Structural and biochemical studies of the large terminase protein from thermophilic viruses

In large dsDNA viruses, DNA is translocated into the procapsid by a powerful motor, formed by portal protein, large and small terminase proteins. An essential component of the motor, large terminase protein, is composed of an ATPase domain and a nuclease domain. In this thesis, large terminase proteins from several thermophilic bacteriophages: GVE2; GBSV1; phiOH2; 1-1; G20c and D6E; were cloned, expressed and purified. Of the soluble and functional proteins, the large terminases from G20c and D6E were chosen for further structural and mechanistic studies.
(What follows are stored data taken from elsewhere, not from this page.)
PR #1630, opened 2021-08-17
grammar tweaks

davidmaxwaterman:
Just some grammar tweaks.

## What I did

1. Main idea is to make it clear that both the skills and code remain relevant, rather than just the skills; and that they do so because they track the standards/platform (rather than some 'here today, gone tomorrow' library).

### DIFF
--- a/docs/index.md
+++ b/docs/index.md
@@ -9,11 +9,11 @@ reasons:
   [
     {
       header: Built on web standards,
-      text: "Work with and extend what's available in modern browsers, learning skills, and writing code that stays relevant.",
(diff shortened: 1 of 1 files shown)


davidmaxwaterman:
> Hey @davidmaxwaterman! Sorry for the long time this has taken to get reviewed sob
> 
> I wanted to merge this, but I think it needs to be updated. Can you update/rebase `master` and push those changes? Then, if the tests pass, I'll merge this.

Done. Thanks.

koddsson:
Thanks 🙌🏻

Crystal structures of the large terminase nuclease domain from Thermus thermophilus bacteriophage G20c exhibits the closest similarity with the RuvC endonucleases which belong to the RNase H-like superfamily. Biochemical and mutagenesis studies identified catalytically indispensable residues including D294, D429 and D347 at the nuclease active site. Structures in complex with different metals reveal that only one catalytic metal ion is found at the active site in the absence of DNA. Binding of the second metal ion is likely to be facilitated by the observed conformational variability of loop L1, which may bring the two catalytic aspartic acids D347 and D294 closer to each other. These data support a RuvC like two-metal catalysis mechanism for the G20c large terminase nuclease.
The crystal structure of the large terminase from the Geobacillus stearothermophilus bacteriophage D6E shows a unique inter-domain orientation of the N-terminal ATPase and C-terminal nuclease domains. AUC and SEC data demonstrated the presence of pentamers formed by the ATPase domain and a model pentamer was obtained by molecular docking from which a putative trans-arginine, R158, was predicted- and confirmed experimentally- as functioning as a trans-arginine finger. This residue is in an equivalent position to the trans-finger for the HerA/FtsK superfamily of ATPases, suggesting that large terminase proteins may be more closely related than previously thought.